FORUM KEADILAN – “Setiap warga negara wajib mengikuti pendidikan dasar dan pemerintah wajib membiayainya,”
Demikian Pasal 31 ayat 2 Undang-Undang Dasar 1945 memandatkan tanggungjawab negara bagi keberlangsungan sistem pendidikan.
Fakta di lapangan, payung atau landasan hukum seringkali hanya dimaknai sebagai rangkaian teks tulisan yang tak berimplikasi pada pihak-pihak yang mencoba mengabaikan, bahkan menabraknya.
Dinamika inilah yang sedang terjadi di SMAN 1 Kedungwaru, Tulungagung, Jawa Timur. Pendidikan yang sejatinya menjadi hak dasar warga negara, justru dipersulit dengan komersialisasi yang kerap dilakukan oleh oknum guru menjelang tahun ajaran baru.
Tahun ajaran baru seringkali dimaknai sebagai masa panen mengeruk keuntungan dari orang tua murid melalui berbagai cara. Salah satu yang paling populer adalah paket seragam sekolah yang harganya membuat orang tua mengelus dada.
Sebuah foto yang viral di media sosial, memperlihatkan biaya pembelian paket seragam dan atribut sekolah di SMAN 1 Kedungwaru mencapai Rp2,3 juta. Padahal dalam sejumlah item, daftar tersebut masih berupa kain yang perlu dijahit menjadi seragam.

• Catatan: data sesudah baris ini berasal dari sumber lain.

PR #2266, opened 2026-08-03
`channels_sv2`: bound future-job storage on client channels

### LINKED ISSUE #2264: `channels_sv2`: need to bound future-job storage on client channels
All three client channel types store every future job (`min_ntime == None`) received from the upstream server in a long-lived `future_jobs` map keyed by the upstream-controlled `job_id`, with no cap, eviction, or backpressure:

- `client/group.rs` — `GroupChannel::on_new_extended_mining_job`
- `client/standard.rs` — `StandardChannel::store_new_mining_job`
- `client/extended.rs` — `ExtendedChannel::on_new_extended_mining_job`

Entries are only cleared when a valid `SetNewPrevHash` (or chain-tip update) arrives. 

A malicious or compromised upstream pool can withhold that message and stream future jobs with distinct `u32` job IDs. Because each retained job carries two `B064K` buffers (up to 65,535 bytes each) plus a `Seq0255<U256>` merkle path, a few thousand messages retain ~GB-scale heap — memory-exhaustion DoS of the mining client.

Legitimate cardinality is tiny: pools normally send one future job per chain tip, and `future_jobs` is fully cleared on every `SetNewPrevHash`. A small bound therefore costs nothing functionally.

## fix

Cap + evict-oldest: define `MAX_FUTURE_JOBS` small constant

on overflow, evict the oldest pending job. 

## regression tests

Flood each client channel with 10,000 unique future jobs (empty payloads to isolate cardinality): stored count must stay bounded.

plebhash:
close #2264
close https://github.com/project-loupe/audit-stratum/issues/84

### DIFF
--- a/sv2/channels-sv2/src/client/extended.rs
+++ b/sv2/channels-sv2/src/client/extended.rs
@@ -4,7 +4,7 @@
 //! **Extended Channel** within a mining client.
 
 extern crate alloc;
-use super::HashMap;
+use super::{HashMap, MAX_FUTURE_JOBS};
 use crate::{
     bip141::try_strip_bip141,
     chain_tip::ChainTip,
@@ -17,7 +17,7 @@ use crate::{
     target::{bytes_to_hex, u256_to_block_hash},
     MAX_EXTRANONCE_LEN, VERSION_ROLLING_MASK,
 };
-use alloc::{format, string::String, vec, vec::Vec};
+use alloc::{collections::VecDeque, format, string::String, vec, vec::Vec};
 use binary_sv2::Sv2OptionOwned;
 use bitcoin::{
     absolute::LockTime,
@@ -57,8 +57,8 @@ pub type ExtendedJob = (NewExtendedMiningJobOwned, Vec<u8>, Target);
 /// - The channel's current target.
 /// - The channel's nominal hashrate.
 /// - Whether version rolling is supported (see [BIP 323](https://github.com/bitcoin/bips/blob/master/bip-0323.mediawiki)).
-/// - Future jobs (indexed by `job_id`) to be activated by a [`SetNewPrevHash`](SetNewPrevHashMp)
-///   message.
+/// - Future jobs (indexed by `job_id`, capped at [`MAX_FUTURE_JOBS`]) to be activated by a
+///   [`SetNewPrevHash`](SetNewPrevHashMp) message.
 /// - The currently active job.
 /// - Past jobs (previously active under the current chain tip, indexed by `job_id`).
 /// - Stale jobs (previously active and past jobs under the previous chain tip, indexed by
@@ -76,6 +76,9 @@ pub struct ExtendedChannel {
     version_rolling: bool,
     // future jobs are indexed with job_id (u32)
     future_jobs: HashMap<u32, ExtendedJob>,
+    // Future job IDs ordered by receipt, oldest at the front and newest at the back.
+    // Replaced IDs move to the back; overflow evicts from the front.
+    future_job_order: VecDeque<u32>,
     active_job: Option<ExtendedJob>,
     // past jobs are indexed with job_id (u32)
     past_jobs: HashMap<u32, ExtendedJob>,
@@ -105,6 +108,7 @@ impl ExtendedChannel {
             nominal_hashrate,
             version_rolling,
             future_jobs: HashMap::new(),
+            future_job_order: VecDeque::new(),
             active_job: None,
             past_jobs: HashMap::new(),
             stale_jobs: HashMap::new(),
@@ -221,6 +225,8 @@ impl ExtendedChannel {
     }
 
     /// Returns an iterator over all future jobs for this channel.
+    ///
+    /// At most [`MAX_FUTURE_JOBS`] jobs are kept (oldest evicted first).
     pub fn get_future_jobs(&self) -> impl Iterator<Item = (&u32, &ExtendedJob)> + '_ {
         self.future_jobs.iter()
     }
@@ -293,6 +299,8 @@ impl ExtendedChannel {
     ///
     /// - If [`NewExtendedMiningJob::min_ntime`](mining_sv2::NewExtendedMiningJob::min_ntime) is empty, the job is considered a future job and
     ///   added to the future jobs list (see [`get_future_jobs`](ExtendedChannel::get_future_jobs)).
+    ///   At most [`MAX_FUTURE_JOBS`] future jobs are kept: storing a new one beyond that limit
+    ///   evicts the oldest.
     /// - Otherwise, the job is activated and previous active job moves to the past jobs list.
     pub fn on_new_extended_mining_job(
         &mut self,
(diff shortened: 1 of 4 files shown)


sv2/channels-sv2/src/client/standard.rs
```diff
@@ -278,8 +284,19 @@ impl StandardChannel {
...
+                    .insert(job_id, (new_mining_job, self.target))
+                    .is_none()
+                {
+                    self.future_job_order.push_back(job_id);
+                }
+                while self.future_jobs.len() > MAX_FUTURE_JOBS {
+                    if let Some(evicted_job_id) = self.future_job_order.pop_front() {
+                        self.future_jobs.remove(&evicted_job_id);
+                    }
+                }
```
bit-aloo, line 307: Simpler

```suggestion
           let job_id = new_mining_job.job_id;
          
          if self
              .future_jobs
              .insert(job_id, (new_mining_job, self.target))
              .is_none()
          {
              self.future_job_order.push_back(job_id);
          
              if self.future_jobs.len() > MAX_FUTURE_JOBS {
                  if let Some(job_id) = self.future_job_order.pop_front() {
                      self.future_jobs.remove(&job_id);
                  }
              }
          }
```

sv2/channels-sv2/src/client/extended.rs
```diff
@@ -75,6 +75,9 @@ pub struct ExtendedChannel {
     version_rolling: bool,
     // future jobs are indexed with job_id (u32)
     future_jobs: HashMap<u32, ExtendedJob>,
+    // insertion order of future_jobs, used to evict the oldest entry once MAX_FUTURE_JOBS is
+    // reached
+    future_job_order: VecDeque<u32>,
```
bit-aloo, line 81: I was thinking maybe we can make `future_job` BtreeMap (because of its property of keeping keys sorted), but i guess thats not possible because we can't guarantee the job_id to be monotonically increasing?

sv2/channels-sv2/src/client/extended.rs
```diff
@@ -322,14 +330,26 @@ impl ExtendedChannel {
...
+                        ),
+                    )
+                    .is_none()
+                {
+                    self.future_job_order.push_back(job_id);
+                }
+                while self.future_jobs.len() > MAX_FUTURE_JOBS {
+                    if let Some(evicted_job_id) = self.future_job_order.pop_front() {
+                        self.future_jobs.remove(&evicted_job_id);
+                    }
```
bit-aloo, line 359: Same simplification as mentioned before.

bit-aloo (commented):
How do we act on app, in case a template is not found corresponding to a job_id?

plebhash:
> How do we act on app, in case a template is not found corresponding to a job_id?

This PR is touching client-side logic only. There's simply no template to match against `job_id`s here.

A more coherent question would be: what happens if a server sends a `SetNewPrevHash` for a `job_id` that has already been evicted?

In that case, a `JobIdNotFound` error is thrown, and application should act accordingly (probably fallback?)

This is an explicit trade-off, and it is inherent to the fundamental problem we're trying to solve here:

as a client, we cannot expect a server to be able to create an infinite number of future jobs and then activate an extremely old one. As much as the spec arguably allows for that, in a practical sense we have to be defensive with regards to bounding the client's memory allocation.

This PR is arbitrarily setting `MAX_FUTURE_JOBS` as 16. Could be bigger, or smaller. But the main point is that we need a limit.

sv2/channels-sv2/src/client/extended.rs
plebhash: the spirit of this PR is to defend against bad server implementations

> but i guess thats not possible because we can't guarantee the job_id to be monotonically increasing

so yeah, we shouldn't count on this

sv2/channels-sv2/src/client/extended.rs
plebhash: done

sv2/channels-sv2/src/client/standard.rs
plebhash: done

bit-aloo (approved):
ACK

GitGab19 (commented):
Clanker review:

```
### Replaced job IDs retain their old eviction position

When an existing `job_id` is replaced, `HashMap::insert` returns `Some`, so the ID is not moved to the back of `future_job_order`.

For example:

1. Fill the store with IDs `0..15`.
2. Receive an updated job for ID `0`.
3. Receive a new job with ID `16`.
4. ID `0` is evicted, even though it was the second-most-recently received job.
5. A subsequent `SetNewPrevHash` referencing ID `0` returns `JobIdNotFound`.

The protocol does not require job IDs to be monotonically increasing or unique across received messages. Consider removing an existing ID from the deque and pushing it to the back whenever its value is replaced. Since the queue is capped at 16 entries, the additional linear search is negligible.

This applies to the group, standard, and extended channel implementations. A regression test covering “fill → replace oldest ID → insert another → activate replaced ID” would catch the issue.
```

plebhash:
> Clanker review:
> 
> ```
> ### Replaced job IDs retain their old eviction position
> 
> When an existing `job_id` is replaced, `HashMap::insert` returns `Some`, so the ID is not moved to the back of `future_job_order`.
> 
> For example:
> 
> 1. Fill the store with IDs `0..15`.
> 2. Receive an updated job for ID `0`.
> 3. Receive a new job with ID `16`.
> 4. ID `0` is evicted, even though it was the second-most-recently received job.
> 5. A subsequent `SetNewPrevHash` referencing ID `0` returns `JobIdNotFound`.
> 
> The protocol does not require job IDs to be monotonically increasing or unique across received messages. Consider removing an existing ID from the deque and pushing it to the back whenever its value is replaced. Since the queue is capped at 16 entries, the additional linear search is negligible.
> 
> This applies to the group, standard, and extended channel implementations. A regression test covering “fill → replace oldest ID → insert another → activate replaced ID” would catch the issue.
> ```

addressed

sv2/channels-sv2/src/client/extended.rs
```diff
@@ -76,6 +76,9 @@ pub struct ExtendedChannel {
     version_rolling: bool,
     // future jobs are indexed with job_id (u32)
     future_jobs: HashMap<u32, ExtendedJob>,
+    // insertion order of future_jobs, used to evict the oldest entry once MAX_FUTURE_JOBS is
+    // reached
```
```suggestion
    // Future job IDs ordered by receipt, oldest at the front and newest at the back.
    // Replaced IDs move to the back; overflow evicts from the front.
```

sv2/channels-sv2/src/client/group.rs
```diff
@@ -29,6 +31,9 @@ pub struct GroupChannel {
     channel_ids: HashSet<u32>,
     /// Future jobs, indexed by job_id, waiting to be activated
     future_jobs: HashMap<u32, NewExtendedMiningJobOwned>,
+    /// Insertion order of `future_jobs`, used to evict the oldest entry once
+    /// [`MAX_FUTURE_JOBS`] is reached
```
GitGab19:
```suggestion
    // Future job IDs ordered by receipt, oldest at the front and newest at the back.
    // Replaced IDs move to the back; overflow evicts from the front.
```

sv2/channels-sv2/src/client/standard.rs
```diff
@@ -58,6 +58,9 @@ pub struct StandardChannel {
     target: Target,
     nominal_hashrate: f32,
     future_jobs: HashMap<u32, StandardJob>,
+    // insertion order of future_jobs, used to evict the oldest entry once MAX_FUTURE_JOBS is
+    // reached
```
GitGab19:
```suggestion
    // Future job IDs ordered by receipt, oldest at the front and newest at the back.
    // Replaced IDs move to the back; overflow evicts from the front.
```

GitGab19 (approved):
ACK

A non-blocking comment improvement.

sv2/channels-sv2/src/client/extended.rs
plebhash: done

sv2/channels-sv2/src/client/group.rs
plebhash: done

sv2/channels-sv2/src/client/standard.rs
plebhash: done

GitGab19 (approved):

Rinciannya, siswa mendapatkan satu setel seragam putih abu-abu Rp359.400, satu setel seragam Pramuka Rp315.850, dan satu setel seragam khas Rp440.550. Kemudian, satu jas almamater Rp185.000, kaos dan celana olahraga Rp130.000, ikat pinggang Rp36.000, satu tas Rp210.000, satu paket atribut Rp140.000, dan jilbab Rp160.000.
Para orang tua siswa bahkan harus merogoh kocek Rp383.200 hanya untuk 1 setel kain seragam batik. Harga yang hampir setara untuk satu kemeja batik ternama, Batik Keris seharga Rp513.000.
Hal ini tentu memberatkan lantaran Upah Minimum Kota (UMK) Kabupaten Tulungagung yang sebesar Rp2.229.358. Artinya, upah satu bulan dalam Kabupaten tersebut bahkan tak mampu melunasi uang seragam yang sudah ditetapkan sekolah.
Pihak sekolah berdalih tak mewajibkan pembelian seragam, hanya memfasilitasi siswa baru agar lebih mudah mendapatkan paket seragam yang akan digunakan melalui koperasi sekolah.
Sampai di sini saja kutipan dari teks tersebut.